Below are the entries to retype; reproduce each one exactly.

··· Provided records

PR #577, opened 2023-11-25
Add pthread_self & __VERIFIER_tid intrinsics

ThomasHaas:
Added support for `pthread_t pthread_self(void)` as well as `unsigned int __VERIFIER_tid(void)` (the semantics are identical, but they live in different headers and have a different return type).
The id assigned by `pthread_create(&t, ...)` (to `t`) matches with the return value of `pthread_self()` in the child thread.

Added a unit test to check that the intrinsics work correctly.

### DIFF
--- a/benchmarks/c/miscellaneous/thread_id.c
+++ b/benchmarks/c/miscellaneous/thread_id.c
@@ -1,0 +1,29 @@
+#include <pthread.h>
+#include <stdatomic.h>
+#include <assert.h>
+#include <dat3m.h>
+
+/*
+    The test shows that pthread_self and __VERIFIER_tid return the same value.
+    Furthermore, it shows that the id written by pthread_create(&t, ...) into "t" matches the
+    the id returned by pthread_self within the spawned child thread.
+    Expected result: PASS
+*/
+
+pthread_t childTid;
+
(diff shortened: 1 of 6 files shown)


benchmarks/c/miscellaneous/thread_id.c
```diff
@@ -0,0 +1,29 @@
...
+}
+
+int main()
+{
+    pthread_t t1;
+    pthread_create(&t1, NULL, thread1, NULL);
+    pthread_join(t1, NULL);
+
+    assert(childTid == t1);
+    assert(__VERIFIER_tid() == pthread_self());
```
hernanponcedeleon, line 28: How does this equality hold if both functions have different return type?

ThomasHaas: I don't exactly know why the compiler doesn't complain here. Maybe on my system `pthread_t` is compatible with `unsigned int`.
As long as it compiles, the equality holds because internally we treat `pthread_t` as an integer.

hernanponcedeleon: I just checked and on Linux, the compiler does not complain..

······

■ **Finished task**:
PR #577, opened 2023-11-25
Add pthread_self & __VERIFIER_tid intrinsics

ThomasHaas:
Added support for `pthread_t pthread_self(void)` as well as `unsigned int __VERIFIER_tid(void)` (the semantics are identical, but they live in different headers and have a different return type).
The id assigned by `pthread_create(&t, ...)` (to `t`) matches with the return value of `pthread_self()` in the child thread.

Added a unit test to check that the intrinsics work correctly.

### DIFF
--- a/benchmarks/c/miscellaneous/thread_id.c
+++ b/benchmarks/c/miscellaneous/thread_id.c
@@ -1,0 +1,29 @@
+#include <pthread.h>
+#include <stdatomic.h>
+#include <assert.h>
+#include <dat3m.h>
+
+/*
+    The test shows that pthread_self and __VERIFIER_tid return the same value.
+    Furthermore, it shows that the id written by pthread_create(&t, ...) into "t" matches the
+    the id returned by pthread_self within the spawned child thread.
+    Expected result: PASS
+*/
+
+pthread_t childTid;
+
(diff shortened: 1 of 6 files shown)


benchmarks/c/miscellaneous/thread_id.c
```diff
@@ -0,0 +1,29 @@
...
+}
+
+int main()
+{
+    pthread_t t1;
+    pthread_create(&t1, NULL, thread1, NULL);
+    pthread_join(t1, NULL);
+
+    assert(childTid == t1);
+    assert(__VERIFIER_tid() == pthread_self());
```
hernanponcedeleon, line 28: How does this equality hold if both functions have different return type?

ThomasHaas: I don't exactly know why the compiler doesn't complain here. Maybe on my system `pthread_t` is compatible with `unsigned int`.
As long as it compiles, the equality holds because internally we treat `pthread_t` as an integer.

hernanponcedeleon: I just checked and on Linux, the compiler does not complain..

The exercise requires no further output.